Funding for the generative artificial intelligence (GenAI) sector in the Association of Southeast Asian Nations (ASEAN) is projected to increase by 50 percent year-over-year in 2025, according to the latest report from GenAI Fund.
The “ASEAN GenAI Startup Report 2024” attributes this anticipated growth to rising venture capital confidence, the emergence of enterprise Corporate Venture Capital arms, and an increase in mergers and acquisitions within the region.
Currently, Singapore leads the ASEAN GenAI landscape, housing 44 percent of the region’s GenAI startups, followed by Vietnam with 27 percent and Indonesia with 13 percent.
However, the report forecasts a shift in this distribution over the next 18 months, highlighting Vietnam’s growing appeal as an outsourcing hub due to its robust technical talent and lower operational costs.

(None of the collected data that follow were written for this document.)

PR #1123, opened 2021-03-24
Feat/fpc mana conditional write statement

piotrm50:
# Description of change

Add condition to only read and write a statement if the issuing node has enough mana.

## Type of change

Manual tests with conflicting transactions and distributed mana, unit tests

## Change checklist


packages/vote/fpc/fpc.go
```diff
@@ -17,6 +17,10 @@ import (
 	"github.com/iotaledger/goshimmer/packages/vote/opinion"
 )
 
+const (
+	tolerance = 0.001
```
apenzk, line 21:
```suggestion
	toleranceTotalMana = 0.001
```

packages/vote/fpc/fpc.go
```diff
@@ -339,7 +342,8 @@ func ManaBasedSampling(opinionGivers []opinion.OpinionGiver, maxQuerySampleSize,
 	}
 
 	// check if total mana is almost zero
-	if math.Abs(totalConsensusMana-0.0) <= 1e-9 {
+
+	if math.Abs(totalConsensusMana) <= tolerance {
```
apenzk, line 346:
```suggestion
	if math.Abs(totalConsensusMana) <= toleranceTotalMana {
```

plugins/messagelayer/consensus_plugin.go
```diff
@@ -453,9 +464,25 @@ type statementLog struct {
 
 // region Statement ////////////////////////////////////////////////////////////////////////////////////////////////////
 
-func makeStatement(roundStats *vote.RoundStats) {
-	// TODO: add check for Mana threshold
+func checkEnoughMana(id identity.ID, threshold float64) bool {
```
apenzk, line 467: description comment missing before function

plugins/messagelayer/consensus_plugin.go
```diff
@@ -255,16 +258,19 @@ func OpinionGiverFunc() (givers []opinion.OpinionGiver, err error) {
...
 	consensusManaNodes, _, err := GetManaMap(mana.ConsensusMana)
-
+	if err != nil {
+		plugin.LogErrorf("Error retrieving consensus mana: %s", err)
+	}
 	for _, v := range Registry().NodesView() {
-		// double check to exclude self
-		if v.ID() == local.GetInstance().ID() {
+		// double check to exclude self and check if node has enough mana to consider its statement
+		if v.ID() == local.GetInstance().ID() || !checkEnoughMana(v.ID(), StatementParameters.ReadManaThreshold) {
```
apenzk, line 266: I dont think we should apply checkEnoughMana here.
a) our perception might be wrong
b) if the node has to didact this from its allowed rate the statement has legitimately passed the rate control
c) if we don't make didact statements from the allowed rate we might have to FPC-vote on whether a statement is ok to be added to the tangle ->circular problem?

plugins/messagelayer/mana_plugin.go
```diff
@@ -296,6 +296,22 @@ func GetHighestManaNodes(manaType mana.Type, n uint) ([]mana.Node, time.Time, er
 	return bmv.GetHighestManaNodes(n)
 }
 
+// GetHighestManaNodesFraction returns the given percent `p` of highest type mana nodes in descending order.
```
apenzk, line 299: This does work well if the mana is following some zipf distribution. But does not work if mana is distributed equally. but we need to cover the latter case as well..

apenzk (changes requested):

apenzk (approved):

A significant 92 percent of ASEAN GenAI startups are now focusing on business-to-business (B2B) or business-to-business-to-consumer (B2B2C) models, marking a departure from the region’s traditional business-to-consumer (B2C) focus.
The top sectors attracting investment include productivity and business solutions (26 percent), healthcare and wellness (13 percent), and financial services (13 percent).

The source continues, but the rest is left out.